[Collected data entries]
◇ ◇ ◇ ◇ ◇
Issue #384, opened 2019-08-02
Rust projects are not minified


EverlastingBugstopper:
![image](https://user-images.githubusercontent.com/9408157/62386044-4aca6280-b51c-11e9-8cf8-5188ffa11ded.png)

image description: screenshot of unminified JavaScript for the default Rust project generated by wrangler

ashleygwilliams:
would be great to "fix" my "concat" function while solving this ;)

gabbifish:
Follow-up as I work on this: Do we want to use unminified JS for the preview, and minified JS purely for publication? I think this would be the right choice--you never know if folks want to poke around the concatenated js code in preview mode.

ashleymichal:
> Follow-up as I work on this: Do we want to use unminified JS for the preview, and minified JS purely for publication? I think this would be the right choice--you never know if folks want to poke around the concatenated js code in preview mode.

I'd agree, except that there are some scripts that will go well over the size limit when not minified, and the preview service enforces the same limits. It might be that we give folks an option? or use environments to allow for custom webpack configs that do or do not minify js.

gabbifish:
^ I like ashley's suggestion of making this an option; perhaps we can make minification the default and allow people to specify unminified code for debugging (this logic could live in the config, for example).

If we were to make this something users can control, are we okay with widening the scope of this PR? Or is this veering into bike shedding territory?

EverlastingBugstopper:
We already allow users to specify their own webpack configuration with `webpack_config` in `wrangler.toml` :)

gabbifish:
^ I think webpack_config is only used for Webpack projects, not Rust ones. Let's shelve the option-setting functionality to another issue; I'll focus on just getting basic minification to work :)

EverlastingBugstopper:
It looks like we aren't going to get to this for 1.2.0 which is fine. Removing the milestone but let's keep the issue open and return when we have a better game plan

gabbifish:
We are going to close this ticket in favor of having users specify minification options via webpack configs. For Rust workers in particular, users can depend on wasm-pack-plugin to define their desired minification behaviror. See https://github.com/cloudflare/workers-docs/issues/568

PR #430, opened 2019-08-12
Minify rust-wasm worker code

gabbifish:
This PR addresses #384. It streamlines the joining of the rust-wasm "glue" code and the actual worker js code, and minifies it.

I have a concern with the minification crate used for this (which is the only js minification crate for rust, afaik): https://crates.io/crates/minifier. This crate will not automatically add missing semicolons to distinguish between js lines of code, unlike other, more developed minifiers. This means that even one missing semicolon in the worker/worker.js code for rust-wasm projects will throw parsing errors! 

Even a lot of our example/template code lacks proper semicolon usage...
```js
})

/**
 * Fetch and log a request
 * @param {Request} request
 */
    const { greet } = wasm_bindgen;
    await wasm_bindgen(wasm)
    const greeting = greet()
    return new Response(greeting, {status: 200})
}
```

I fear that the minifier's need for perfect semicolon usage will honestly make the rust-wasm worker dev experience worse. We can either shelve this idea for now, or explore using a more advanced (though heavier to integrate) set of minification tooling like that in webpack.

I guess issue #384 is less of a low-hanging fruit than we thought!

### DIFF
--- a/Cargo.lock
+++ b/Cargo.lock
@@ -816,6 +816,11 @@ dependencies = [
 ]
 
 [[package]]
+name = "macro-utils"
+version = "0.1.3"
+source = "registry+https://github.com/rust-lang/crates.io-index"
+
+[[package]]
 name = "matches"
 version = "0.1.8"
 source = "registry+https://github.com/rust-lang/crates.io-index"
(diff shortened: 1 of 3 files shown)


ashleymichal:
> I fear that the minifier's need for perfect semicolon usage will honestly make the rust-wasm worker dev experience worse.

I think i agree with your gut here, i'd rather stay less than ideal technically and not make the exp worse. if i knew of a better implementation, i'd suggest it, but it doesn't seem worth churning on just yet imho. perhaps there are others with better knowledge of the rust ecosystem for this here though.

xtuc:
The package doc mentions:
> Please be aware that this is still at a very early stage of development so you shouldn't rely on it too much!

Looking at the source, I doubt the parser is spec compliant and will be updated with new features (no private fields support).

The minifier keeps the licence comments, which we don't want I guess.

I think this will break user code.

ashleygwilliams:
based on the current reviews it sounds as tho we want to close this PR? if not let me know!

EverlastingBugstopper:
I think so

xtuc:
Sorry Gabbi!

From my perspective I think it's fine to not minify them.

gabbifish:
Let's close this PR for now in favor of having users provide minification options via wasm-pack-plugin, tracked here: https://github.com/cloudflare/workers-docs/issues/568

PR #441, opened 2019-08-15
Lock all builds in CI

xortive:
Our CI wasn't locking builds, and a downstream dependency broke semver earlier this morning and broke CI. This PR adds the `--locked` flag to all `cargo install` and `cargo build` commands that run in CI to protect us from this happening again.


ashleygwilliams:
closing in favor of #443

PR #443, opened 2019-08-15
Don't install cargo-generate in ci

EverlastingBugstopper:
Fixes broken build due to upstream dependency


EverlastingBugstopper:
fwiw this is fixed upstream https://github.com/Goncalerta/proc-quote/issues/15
◇ ◇ ◇ ◇ ◇
→ **REQUIREMENT**: The answer must consist of the lines from the one with "Fixes broken build due to upstream dependency" through the final line of the entries above, exactly as they are, and nothing else.

→ **YOUR RESPONSE**:
Fixes broken build due to upstream dependency


EverlastingBugstopper:
fwiw this is fixed upstream https://github.com/Goncalerta/proc-quote/issues/15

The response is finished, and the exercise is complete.